Exactly the lines from the one with "### LINKED ISSUE" through the last line of the listing must be given again.

**SOURCE DATA:**
•••••

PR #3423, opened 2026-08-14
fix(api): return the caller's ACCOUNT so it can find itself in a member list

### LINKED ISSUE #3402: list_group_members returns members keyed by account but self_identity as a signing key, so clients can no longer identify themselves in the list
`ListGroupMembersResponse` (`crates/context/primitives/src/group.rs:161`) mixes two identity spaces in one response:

•••••

**RESPONSE:**
### LINKED ISSUE #3402: list_group_members returns members keyed by account but self_identity as a signing key, so clients can no longer identify themselves in the list
`ListGroupMembersResponse` (`crates/context/primitives/src/group.rs:161`) mixes two identity spaces in one response:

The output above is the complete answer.